- Records for this task
Issue #271, opened 2026-09-05
Automated pre-specification review on labelled issues


FrankRay78:
## Summary

Applying a designated label to a GitHub issue produces a NetPace pre-specification gap analysis as a comment on that issue, with no terminal involved. The author answers the questions inline and continues with the existing confirm step unchanged.

## Motivation

`/speckit.reviewissue` is the pre-specification gate: it reads an unrefined issue, cross-references it against the codebase, and posts a numbered list of gaps for the author to answer. Today it runs only from a developer machine.

That makes the first step of a three-step loop the one that gates the other two. An issue raised away from the desk sits untouched until the author sits down — and the review is precisely the step that benefits from being done ahead of time, because it is the one that carries the codebase grounding and therefore the wait. Answering the questions and running `/speckit.confirmissue` are quick by comparison, and both are fine to do at the machine.

The existing `@claude` automation ([.github/workflows/claude.yml](.github/workflows/claude.yml)) already proves the shape works for pull requests — `/raise-pr` posts a review request and Claude answers on the PR. This issue asks for the equivalent on the issue side of the workflow, where the payoff is a review waiting rather than a review requested.

## Users & jobs

**Repository maintainer, away from the machine.** Raises an issue from a phone or tablet, marks it as wanting a review, and wants the gap analysis waiting when they next sit down — specific to this codebase, not generic advice.

**Repository maintainer, at the machine.** Wants the automated review to be a first-class citizen of the existing pipeline: answerable inline, and foldable into the issue body by the existing confirm step with no manual repair.

## Capability

**Triggering.** Marking an issue as wanting a review causes a review to be produced for that issue. Marking is deliberate — issues are not reviewed merely by existing, because bugs and trivial changes do not warrant the overhead. Only people who can mark an issue in this repository can cause a review to run.

**The review itself.** The result appears as a single comment on the issue, matching what a locally-run review produces: numbered gaps, a recommendation per gap, and a slot for the author's answer. It is grounded in the actual codebase — it cites real paths, real conventions and real neighbouring code, rather than generic observations that would apply to any repository.

**Continuity with the existing loop.** The author answers the questions inline on the comment, then runs the existing confirm step, which folds the answers into the issue body as confirmed decisions. No manual repair, re-formatting, or re-posting is needed in between.

**Self-documenting constraint.** A review produced this way is a first pass only. The comment itself tells the reader what to do when a question needs expanding, so the constraint is discoverable at the point of use rather than only in a workflow file.

[...]

Issue #260, opened 2026-09-04
Add /study — record what surprised a build, so the harness can be improved from evidence


FrankRay78:
## Summary

Add a `/study` command that records what *surprised* a piece of work — a mid-flight redesign, a reviewer finding that had to be actioned, an acceptance criterion that turned out ambiguous — as a short, classified table in `docs/study/<issue>.md`. Run at any point, it complements `/build` and `/verify` without being wired into either. Over time the accumulated files answer a question no single PR can: *which part of the harness keeps costing us, and therefore what to fix.*

## Motivation

`/build` and `/verify` now carry a piece of work from a GitHub issue to a reviewed, test-green branch. What neither leaves behind is any record of where the work went sideways on the way. A reviewer finding gets fixed and disappears into a commit; an ambiguous criterion gets interpreted and never mentioned again. Each is invisible individually, and collectively they are the only evidence of whether the harness itself needs work.

A sister project running the same command set under an autonomous dispatcher has been keeping exactly this record. Fifty-nine such files accumulated there in about two weeks, and the tally across them reads 142 findings at Execution level and 60 at Plan-spec — a clear, actionable reading (the doing is lossy; the specs are mostly sound) that no individual PR could have produced. NetPace ships far more slowly, so the aggregate will take much longer to become legible here. That is an argument for starting the record cheaply now, not for waiting: files never written can never be read back.

Three design points follow from that project's experience:

- **A clean run must write nothing.** With no "nothing notable" entry, the presence of a file means the work taught us something, and the folder stays all-signal. The denominator — how many features shipped without incident — stays recoverable from merged-PR history.
- **A level nobody can populate is worse than no level.** That project also carried a *Goal* level, for work whose aim was itself misaimed. It recorded **zero** in two weeks, because whether an issue should have existed at all is settled when the issue is drafted, not downstream while building it. That judgement is not available to the thing doing the work, so the level sat empty and diluted the tally. It is deliberately absent here.
- **A surprise is not always our process's fault.** Execution and Plan-spec both locate the fault in how we work — the doing, or the drafting. Neither covers a surprise that came from the code as it already was, or from something outside the repository entirely. Those get their own levels, because their fixes have different owners.

## Users & jobs

- **Someone who has just finished a piece of work.** They ran `/build` and `/verify`, something during the run was unexpected, and they want it recorded before the context evaporates — without writing the file by hand or deciding on a format each time.
[...]

PR #275, opened 2026-09-07
Ready Label On Confirm

### LINKED ISSUE #274: Apply the ready label when /speckit.confirmissue folds in decisions
## Summary

`/speckit.confirmissue` finishes by folding the answered review into a `## Confirmed decisions` section, but leaves no mark on the issue's own state. Applying the existing `ready` label at that point makes "this issue is fully defined" visible from the issue list, without opening each one.

## Motivation

The repo already argues for this. [docs/agentic-workflow.md:163](https://github.com/FrankRay78/NetPace/blob/main/docs/agentic-workflow.md#L163): *"Prefer the tracker's own state as that ledger. Before building a progress file, check what the issue tracker already models: issue open/closed, dependency relationships, labels, and PR links are durable, shared, human-visible, and already the thing the team edits… A bespoke ledger has to be kept true; the tracker is true by construction."*

Nothing in `.claude/` writes a label today — no command, skill or hook contains an `--add-label`, `--remove-label` or `--label` write. Every label in this repo is applied by hand, `ready` included (9 issues to date).

Meanwhile the pipeline is about to become label-driven at its *entry*: #271 makes applying `review` the trigger for an automated pre-specification review, and has the workflow remove that label once the review is posted. Nothing marks the *exit*. `ready` already exists, already means *"Issue is fully defined and ready to be implemented"*, and is exactly the state the confirm step produces — so the state machine completes itself: `review` = review pending → removed = reviewed → `ready` = defined.

## Capability

Running the confirm step on an issue whose review is fully answered leaves that issue carrying the `ready` label. Nothing else about the issue's labels changes. If the label cannot be applied, the confirmed decisions are still saved to the issue body and the failure is visible in the command's report.

## Out of scope

- Removing or changing any other label, `needs triage` included — an issue may end up showing both `needs triage` and `ready`, and tidying that stays a manual call.
- Changing the `ready` label's name, colour or description.
- Label handling in any other pipeline command — `/speckit.reviewissue`'s label behaviour belongs to #271.
- Making the label a gate that any downstream command reads. It is a human-visible marker, not a precondition.

## Acceptance criteria

- [ ] An issue that has just been through the confirm step carries the `ready` label.
- [ ] Every label the issue already carried is still on it afterwards — the confirm step adds one label and removes none.
- [ ] Re-running the confirm step on an issue that is already `ready` leaves it `ready` and reports no error.
- [ ] An issue whose review still has an unanswered or hedging gap does not come out labelled `ready`.
- [ ] When the label cannot be applied, the confirmed decisions are still saved to the issue body, and the command's report says the label was not applied.
- [ ] The workflow pipeline description states that the confirm step marks the issue ready.

Evidence is one real run linked in the PR: an issue without ready that carries it after /speckit.confirmissue. Do not stage the failure path — mark AC 5 as design intent, verified by reading the command text rather than by a run. Reason: forcing the label write to fail means inventing a bogus label name purely to watch an error path, which is scaffolding larger than the line it protects, and it matches the "no synthesised tests" call 

## Technical notes

- The change is confined to [.claude/commands/speckit.confirmissue.md](https://github.com/FrankRay78/NetPace/blob/main/.claude/commands/speckit.confirmissue.md) — a label step after the existing body patch, plus a line in the "Output to the user" section — and the pipeline description at [docs/agentic-workflow.md:45](https://github.com/FrankRay78/NetPace/blob/main/docs/agentic-workflow.md#L45), which currently describes the command as only folding the review into a section.
- Apply the label *after* the body patch succeeds, so a label failure can never leave the decisions unsaved. The body patch is the command's real work; the label is a marker on top of it.
- Adding a label an issue already carries is a no-op on GitHub's side, which preserves the command's stated idempotency ("re-running is harmless").
- The existing hard-stops in step 2 (unanswered slot, hedging answer) already guarantee the label can only be applied in a genuinely confirmed state — no new gate is needed for the fourth acceptance criterion.
- Constitution Principle I, configuration/tooling carve-out: this is not production code, so the RED-GREEN evidence is the real command observed leaving an issue unlabelled before the change and labelled after, recorded in the PR.
- **Provenance of the decisions below**: they were settled in a working session rather than through `/speckit.reviewissue`, because a one-line command-file change does not warrant the review cycle. There is no review comment on this issue to audit them against.

### Requirements

- **Label scope:** Add `ready` only — no other label is added, removed or altered, including `needs triage`. An issue showing both `needs triage` and `ready` is accepted as a manual tidy-up rather than something the command resolves.
- **Label wording:** The `ready` label's description stays as-is. "Fully defined" is the operative half and is already accurate; the "ready to be implemented" half is exact for issues that go straight to `/build` and merely loose for those that pass through `/speckit.specify` first.

### Technical

- **Ordering and failure handling:** The label is applied after the issue body has been patched, and a failure to apply it does not fail the command — the decisions are already saved, and the report says the label did not land.
- **Process:** No `/speckit.reviewissue` cycle was run for this issue. The change is a single step in one command file, so a full review-and-confirm pass would have cost more than the change itself.

## Related

- #271 — makes the `review` label the trigger for an automated pre-specification review, and removes it after posting. This issue completes the other end of the same label state machine.
- [docs/agentic-workflow.md:163](https://github.com/FrankRay78/NetPace/blob/main/docs/agentic-workflow.md#L163) — "prefer the tracker's own state as that ledger", the principle this change applies.

FrankRay78:
## Why

`/speckit.confirmissue` finished by patching the issue body and left no mark on the issue's own state, so "this issue is fully defined" was invisible from the issue list — you had to open each one. `ready` already exists and already means exactly that. Applying it here also completes the label state machine #271 starts at the other end: `review` = review pending → removed = reviewed → `ready` = defined.

## What changes

- `/speckit.confirmissue` now applies the `ready` label after it patches the issue body. Additive only — no other label is added, removed or altered, `needs triage` included.
- The command's report says whether the label landed. A label failure is never fatal: the decisions are already saved by then, and the report says so.
- The pipeline description in `docs/agentic-workflow.md` says the confirm step marks the issue ready.

- **The organic evidence run the issue asks for does not exist yet, and I could not produce one.** The issue calls for "one real run linked in the PR: an issue without `ready` that carries it after `/speckit.confirmissue`". No open issue is in a state where the command can complete: only #260 carries a `<!-- speckit:review -->` comment and all ten of its `> _Answer:_` slots are empty, so the command hard-stops at step 2. #274 itself has no review comment and already carries `ready`, applied by hand. Manufacturing a candidate would mean inventing answers on a real issue or opening a throwaway one — scaffolding of the kind this issue explicitly rejects for the failure path. **The next real confirm run on an unlabelled issue is the evidence**; this PR ships without it rather than staging it.
- **This is a configuration/tooling change, not production code**, so per Constitution I's carve-out the RED-GREEN evidence is the real state failing and passing, not an xUnit test. RED: `grep -rn -- "--add-label|--remove-label" .claude/` returned nothing — no command in the repo wrote any label; and #274 carries a `## Confirmed decisions` section yet its `ready` label came from `FrankRay78` in the issue timeline, not from the command. GREEN: the same grep now finds the label write, and line 45 of the workflow doc names it. Full suite run anyway and unaffected: 648 passed, 0 failed, 0 skipped, 0 warnings.
- **AC 5 (label failure keeps the decisions saved) is design intent, verified by reading the command text**, as the issue directed. Staging it would mean inventing a bogus label name purely to watch an error path.
- **No new gate guards AC 4.** An issue with an unanswered or hedging review can't come out `ready` because the label step sits downstream of step 2's existing hard-stops — the ordering is the guarantee, and it is written into the step so a future editor doesn't move it.
- Idempotency (AC 3) rests on GitHub treating `--add-label` of an existing label as a no-op, which preserves the command's stated "re-running is harmless".
- I also added the label to the command's `## Purpose` list, beyond the issue's stated file touchpoints, so that summary doesn't describe a command that now does more than it says.

## How to verify

- [ ] Read the new step 6 in `.claude/commands/speckit.confirmissue.md` — it runs after step 5's body patch, and before step 7's "do not touch the review comment".
- [ ] Confirm nothing in the diff can remove a label: `grep -rn -- "--remove-label" .claude/` finds only the prose forbidding it.
- [ ] Check the ordering claim holds against step 2's hard-stops — an unanswered or hedging answer returns before any body patch, so the label step is unreachable.
- [ ] Next time an issue's review comes back fully answered, run `/speckit.confirmissue #N` on it and confirm the label lands — that is the outstanding evidence noted above.

## Related

Closes #274

- #271 — makes `review` the trigger for the automated pre-specification review and removes it after posting. This PR completes the other end of the same label state machine.
- [docs/agentic-workflow.md:163](https://github.com/FrankRay78/NetPace/blob/main/docs/agentic-workflow.md#L163) — "prefer the tracker's own state as that ledger", the principle this change applies.

### DIFF
--- a/.claude/commands/speckit.confirmissue.md
+++ b/.claude/commands/speckit.confirmissue.md
@@ -27,6 +27,7 @@ Sits **between** `/speckit.reviewissue` and `/speckit.specify`.
 1. Reads the answered review comment.
 2. Pairs each gap's `**Recommendation:**` with the author's `> _Answer:_` to produce a **one-line decision** per gap.
 3. Appends (or rewrites, if already present) a `## Confirmed decisions` section at the end of the issue body.
+4. Applies the `ready` label, marking the issue fully defined without anyone having to open it.
 
 The original review comment is left untouched — it serves as the natural audit trail of how each decision was reached.
 
@@ -158,7 +159,21 @@ gh api --method PATCH repos/<owner>/<repo>/issues/<number> --input .claude/scrat
 (Omit the leading `/` on the endpoint — Git Bash on Windows rewrites `/repos/...`
 as a filesystem path. `gh api` accepts both forms on Linux/macOS.)
 
-### 6. Do not touch the review comment
+### 6. Apply the `ready` label
+
+With the body patched, mark the issue as fully defined:
+
+```bash
+gh issue edit <number> --repo <owner/repo> --add-label ready
+```
+
+- **Additive only.** `--add-label` adds `ready` and touches nothing else — every label the issue already carries stays on it. Never pass `--remove-label` here; tidying `needs triage` or anything else alongside it is a manual call.
+- **Idempotent.** Adding a label an issue already carries is a no-op on GitHub's side, so re-running this command on an already-`ready` issue leaves it `ready` and reports no error.
+- **Never fatal.** If the label cannot be applied, do **not** fail the command — the decisions are already saved. Continue to the report and say there that the label did not land.
+
+Ordering matters both ways: the body patch runs first so a label failure can never leave the decisions unsaved, and this step sits downstream of step 2's hard-stops so an issue with an unanswered or hedging gap can never come out labelled `ready`.
+
+### 7. Do not touch the review comment
 
 The answered review comment is the audit trail. Leave it intact. Do not delete, edit, or annotate it.
 
@@ -170,6 +185,7 @@ Keep your chat response short:
 
 - confirm the issue updated (number + title)
 - state how many decisions were folded in (and the count by pattern: e.g. "8 accepted, 1 with rider, 1 redirected")
+- state whether the `ready` label was applied — and if it was not, say so explicitly, noting the decisions were saved regardless
 - return the issue URL
 
 If you stopped at step 1 or 2, report which precondition failed and what to fix.
--- a/docs/agentic-workflow.md
+++ b/docs/agentic-workflow.md
@@ -42,7 +42,7 @@ A useful frame is the **five duties of a harness** (OpenAI): the harness must **
 ### Per-feature — Spec & planning (on the main branch)
 1.  `/speckit.draftissue`    ← optional; turn an unstructured brief into a well-formed issue
 2.  `/speckit.reviewissue`   ← pre-spec gate; posts gaps + recommendations as an issue comment
-3.  `/speckit.confirmissue`  ← fold answered review into a `## Confirmed decisions` section
+3.  `/speckit.confirmissue`  ← fold answered review into a `## Confirmed decisions` section, and label the issue `ready`
 4.  `/speckit.specify`
 5.  `/speckit.clarify`       ← iterate until the spec feels complete
 6.  `/speckit.checklist`     ← resolve all gaps before continuing


FrankRay78:

- Bugs or correctness issues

- Task item
Given the records above, restate word for word only the lines starting at the one with "3. Appends (or" and ending at the one with "repos/<owner>/<repo>/issues/<number> --input .claude/scrat".

- Answer for the task
 3. Appends (or rewrites, if already present) a `## Confirmed decisions` section at the end of the issue body.
+4. Applies the `ready` label, marking the issue fully defined without anyone having to open it.
 
 The original review comment is left untouched — it serves as the natural audit trail of how each decision was reached.
 
@@ -158,7 +159,21 @@ gh api --method PATCH repos/<owner>/<repo>/issues/<number> --input .claude/scrat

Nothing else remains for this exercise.